### WORK ITEM
In the records below, find every line that contains "either" and list it.

▼▼▼

PR #118, opened 2022-02-04
Add e2e tests to open proposal and partnered deal wizards, for stepper and stage one

paweljanicki:
## What was done
- New e2e tests for open proposal and partnered deal, covering stepper navigation and proposal stage


cypress/integration/common/deal-wizard.ts
```diff
@@ -0,0 +1,91 @@
+import { Then, When } from "@badeball/cypress-cucumber-preprocessor/methods";
+
+Then("I am presented the option to choose a partner", () => {
+  cy.url().should("match", /(initiate\/token-swap$)/)
+})
```
hiaux0, line 5: This only checks the url, but should also verify "the option to choose a partner"

cypress/integration/common/deal-wizard.ts
```diff
@@ -0,0 +1,91 @@
...
+
+When("I go to previous step", () => {
+  cy.get("[data-test='wizard-previous-button']").click();
+})
```
hiaux0, line 9: I'm thinking, that we could also verify the url here

1. get current url
2. click button
3. check, that url changed

cypress/integration/common/deal-wizard.ts
```diff
@@ -0,0 +1,91 @@
...
+
+When("I try to proceed to next step", () => {
+  cy.get("[data-test='wizard-proceed-button']").click();
+})
```
hiaux0, line 13: The same as previous with url verifying

cypress/integration/common/deal-wizard.ts
```diff
@@ -0,0 +1,91 @@
...
+When("I try to navigate to partner dao stage via stepper", () => {
+  cy.get("[data-test='wizard-manager-stepper']").within(() => {
+    cy.contains("[data-test='pstepper-step']", "Partner DAO").click();
+  });
+})
+
+When("I fill in proposal title correctly", () => {
+  cy.get("[data-test='proposal-title-field']").within(() => {
+    cy.get('input').type('Test proposal')
+  })
```
hiaux0, line 42: You write "correctly", but don't verify correctness here, So either
1. remove "correctly" in description
2. add correctness

cypress/integration/common/deal-wizard.ts
```diff
@@ -0,0 +1,91 @@
...
+})
+
+When("I fill in proposal summary with text that is too short", () => {
+  cy.get("[data-test='proposal-summary-field']").within(() => {
+    cy.get('textarea').type('asd')
+  })
+})
```
hiaux0, line 49: > "too short"

Same as "correctly"

cypress/integration/common/deal-wizard.ts
```diff
@@ -0,0 +1,91 @@
...
+
+When("I fill in proposal description with text that meets requirements", () => {
+  cy.get("[data-test='proposal-description-field']").within(() => {
+    cy.get('textarea').type('Test description')
+  })
+})
+
+Then("I am presented with errors proposal stage required errors", () => {
```
hiaux0, line 69: This reads off a bit.
Did you mean sth like this?:

```suggestion
Then("I am presented with proposal stage required errors", () => {
```

cypress/integration/common/deal-wizard.ts
```diff
@@ -0,0 +1,91 @@
...
+  })
+  cy.get("[data-test='proposal-summary-field']").within(() => {
+    cy.get('.errorMessage').should('contain.text', 'Required Input')
+  })
+  cy.get("[data-test='proposal-description-field']").within(() => {
+    cy.get('.errorMessage').should('contain.text', 'Required Input')
+  })
+})
+
+Then("I am presented with too short input errors for proposal summary and description", () => {
```
hiaux0, line 81: Future: we may want to split up a separate step for each field.
For now it's fine like this, so we can observe how this (=complexity of validation) behaves

cypress/integration/features/deals/create-open-proposal-wizard.feature
```diff
@@ -0,0 +1,46 @@
...
+
+  Scenario: I proceed from proposal stage without filling in required fields
+    When I try to proceed to next step
+    Then I am presented with Open Proposal proposal stage
+    And I am presented with errors proposal stage required errors
+
+  Scenario: I proceed from proposal stage after filling required fields with too short summary and description
+    When I fill in proposal title correctly
+    And I fill in proposal summary with text that is too short
+    And I fill in proposal description with text that is too short
```
hiaux0, line 18: Re: reusable-step-definitions
https://github.com/TheBrainFamily/cypress-cucumber-preprocessor#reusable-step-definitions
```
    And I fill in proposal  with text that is too short
    And I fill in proposal description with text that is too short
```

In the test file you can reduce duplication

Note: Here I'm using regex matches, which is also supported 
https://github.com/cucumber/cucumber-expressions#custom-parameter-types (--> note the `regex` entry)
Here is a list of predefined "parameters": https://github.com/cucumber/cucumber-expressions#parameter-types

```diff
- When("I fill in proposal summary with text that is too short", () => {
+ When(/^I fill in (.*) with text that is too short$/, (fieldType) => {
  // Note: Because in description we use "proposal summary", but the selector is `proposal-summary-field`
  // We could either
  // 1. Define a separate map
  // 2. try to convert the description string to the selector string
```

cypress/integration/features/deals/create-open-proposal-wizard.feature
```diff
@@ -0,0 +1,46 @@
...
+    When I try to navigate to primary dao stage via stepper
+    Then I am presented with Open Proposal primary dao stage
+    When I try to navigate to proposal lead stage via stepper
+    Then I am presented with Open Proposal proposal lead stage
+    When I try to navigate to proposal stage via stepper
+    Then I am presented with Open Proposal proposal stage
+    When I try to navigate to primary dao stage via stepper
+    Then I am presented with Open Proposal primary dao stage
+    When I try to navigate to proposal stage via stepper
+    When I am presented with Open Proposal proposal stage
```
hiaux0, line 46: First thoughts:
- too long
- a lot of repeation

I'll submit a PR later on how this could be handled

cypress/integration/features/deals/create-partnered-deal-wizard.feature
```diff
@@ -0,0 +1,53 @@
...
+    When I fill in proposal title correctly
+    And I fill in proposal summary with text that meets requirements
+    And I fill in proposal description with text that meets requirements
+    And I try to proceed to next step
+    Then I am presented with Partnered Deal proposal lead stage
+
+  Scenario: Wizard stepper contains correct stages
+    Then I can see stages correct for Partnered Deal
+
+  Scenario: I can navigate the stages freely using stepper
```
hiaux0, line 33: This somehow sounds like it should be a dedicated component test of the stepper, as the underlying logic does not really require the wizard

cypress/integration/features/deals/create-partnered-deal-wizard.feature
```diff
@@ -0,0 +1,53 @@
+Feature: Create Partnered Deal
+  Background:
+    Given I navigate to create partnered deal wizard
+
+  Scenario: Go back to deal type select
+    Given I am presented with Partnered Deal proposal stage
+    When I go to previous step
+    Then I am presented the option to choose a partner
+
+  Scenario: I proceed from proposal stage without filling in required fields
```
hiaux0, line 10:
```suggestion
  Scenario: Proceed from proposal stage without filling in required fields
```

Maybe just preference, but Scenarios should be formulated in a general sense.
Exception: 
- Admin is not allowed to xyz
- others??

hiaux0 (commented):
## Code

- "too short", "correctly", "meet requirements"
    - comments I made apply to all. I didn't comment on all places

- overall looks good

cypress/integration/common/deal-wizard.ts
paweljanicki: There is already a scenario that covers that in choose-deal-type.feature:

```
  Scenario: Verify correct Token Swap types
    Given I select Token Swap
    Then I can see Open Proposal and Partnered Deal
```

Is there a need to double that?

cypress/integration/common/deal-wizard.ts
paweljanicki: We could check if it changed, like:
```
When("I go to previous step", () => {
 const initialUrl
  cy.get("[data-test='wizard-previous-button']").click();
const finalUrl

test initialUrl === finalUrl
})
```

Is that what you mean?

Scenarions that use this step, check the url in the following step:

```
  Scenario: Go back to deal type select
    Given I am presented with Open Proposal proposal stage
    When I go to previous step
    Then I am presented the option to choose a partner
```

I wanted to make that step generic

cypress/integration/common/deal-wizard.ts
paweljanicki: What I meant is that it's filled in correctly according to the business logic. I'm not sure if that implies checking for error messages in the same step but I don't know I'm not really into linguistics :D  
I can change it to "I fill in proposal title"

cypress/integration/features/deals/create-open-proposal-wizard.feature
paweljanicki: I can look into that

cypress/integration/features/deals/create-open-proposal-wizard.feature
paweljanicki: That's a real life user flow. I think it should be tested, looking forward to your PR

cypress/integration/features/deals/create-partnered-deal-wizard.feature
paweljanicki: Not really, because it's the wizard that is handling the navigation.
```
  public goToStage(wizardManager: any, index: number): void {
    const wizardState = this.getWizardState(wizardManager);
    wizardState.indexOfActive = index;

    const params = {
      ...this.router.currentInstruction.params,
      [STAGE_ROUTE_PARAMETER]: wizardState.stages[index].route,
    };

    this.router.navigateToRoute(
      this.router.currentInstruction.config.name,
      params,
    );
  }
```
If something breaks here (maybe someone decides to add validation here) it will break test.

paweljanicki: I think we should have:
- e2e test for pStepper component
- e2e test for using a the stepper in all Wizards
- unit tests for `goToStage` method and other methods in wizardService

cypress/integration/common/deal-wizard.ts
paweljanicki: I don't know how to check if url changed, because in cypress we cannot variables in the way we do in normal JS. If you know the solution please suggest it

cypress/integration/common/deal-wizard.ts
hiaux0: In that case what is the difference between
1. Then I am presented the option to choose a partner
2. Then I can see Open Proposal and Partnered Deal
?

All I'm trying to say is, that based on what I read "I am presented the option to choose a partner", I expected to test to verify for the option, because it is expecially the `Then` step.

I do see a challenge to differentiate on what to put into Scenario, and what to put into Steps,
and can't really give recommendations at the top of my head.

If you feel, the Steps and Scenarios are fine as is, then fine with me.
We can refactor later if ever confusion comes up.

cypress/integration/common/deal-wizard.ts
hiaux0: > generic

True.
Though I don't see verifying "url changed" against "being generic".

If I read this Scenario from a Engineer perspective
```feature
Scenario: Go back to deal type select 
  Given I am presented with Open Proposal proposal stage 
  When I go to previous step 
  Then I am presented the option to choose a partner
```

Then in the `When` step, is where I would have put the "generic url test".

---
Also, that wouldn't be a problem, if multiple steps test for the url.
If Steps are generic they should cover a bit rather than a bit less imo.

hiaux0: > suggestions

Can you check if this works
```ts
cy.url().then(url => {
  const oldUrl = url;
  // do click
  cy.get().click()

  // verify url change
  cy.url().should('equal', oldUrl);
})
```

cypress/integration/common/deal-wizard.ts
hiaux0: My point was, that the step did it, but didn't verify, that "it is too short"

cypress/integration/common/deal-wizard.ts
hiaux0: If you just use this step in the Scenario

```feature
  Scenario: I proceed from proposal stage after filling required fields correctly
    When I fill in proposal title correctly
    And I fill in proposal summary with text that meets requirements
    And I fill in proposal description with text that meets requirements
    And I try to proceed to next step
    Then I am presented with Open Proposal proposal lead stage
```

Then I would after that `When` step, that UI has no error states.
We can argue that "And I try to proceed to the next step" handles the verification.

My intuition here is to treat the Steps, like actually going through the UI as a user.
If I fill out a field "correctly", I also as a side effect check, that the field is not red.

---
Anyway, fine with leaving as is, and add more to it later.

cypress/integration/features/deals/create-open-proposal-wizard.feature
hiaux0: Given things on my plate currently, I won't submit something in the near future, so leaving like this is okay.

cypress/integration/features/deals/create-partnered-deal-wizard.feature
hiaux0: Ah okay, I somehow thought stepper will always change url, but it doesn't have to.

That last suggestion makes sense 👍

hiaux0 (approved):
Don't want to be a blocker on this.
All comments are more of suggestions, and thus can be left out for this PR.

Given our coverage I'm a fan of getting tests in as quickly as possible, then iterate on them.
Many tests > few detailed ones

cypress/integration/common/deal-wizard.ts
paweljanicki: I am presented the option to choose a partner - This is just checking the URL
I can see Open Proposal and Partnered Deal - This is checking the UI

I'm not sure what's the correct way to handle this ;) 
It's a good idea to leave it as it is and dedicate some time for refactoring later on

cypress/integration/common/deal-wizard.ts
paweljanicki: For sure, I completely agree that we should check if url changed, sorry for misunderstanding. 

Thanks for the code snippet, it works!

cypress/integration/common/deal-wizard.ts
paweljanicki: This one is intentionally just about clicking the button, that is trying to proceed. Because we don't want to proceed if the inputs are not valid. So this steep is used in combination with other steps that check what happened

cypress/integration/common/deal-wizard.ts
paweljanicki: I think it has to stay like that for now, but later on if there is a better way lets improve it.
So at the moment "I try to proceed to next step" is only about clicking the proceed button.
The "I am presented with Open Proposal proposal lead stage" step is checking if the user is presented with the next stage and that's how we assume that the proposal stage passed the validation. 
That's true we could and probably should check if there are actual errors display, but we could only do that after the "proceed" button is clicked as that is when the validation happens (at least at the moment)

cypress/integration/common/deal-wizard.ts
paweljanicki: Ok, fair point

cypress/integration/features/deals/create-partnered-deal-wizard.feature
paweljanicki: Cool

cypress/integration/features/deals/create-partnered-deal-wizard.feature
paweljanicki: Makes sense

PR #125, opened 2022-02-06
Feature: added "in progress" on the deal page

IonelLupu:
## What was done
Linked the home page buttons to redirect to the correct pages

### DIFF
--- a/src/resources/elements/primeDesignSystem/_styles.scss
+++ b/src/resources/elements/primeDesignSystem/_styles.scss
@@ -1,2 +1,6 @@
 @import "./pinput";
 @import "./typography";
+
+.text-center {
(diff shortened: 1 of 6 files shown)


src/resources/elements/primeDesignSystem/_styles.scss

▲▲▲

### ANSWER SPACE
hiaux0, line 42: You write "correctly", but don't verify correctness here, So either
  // We could either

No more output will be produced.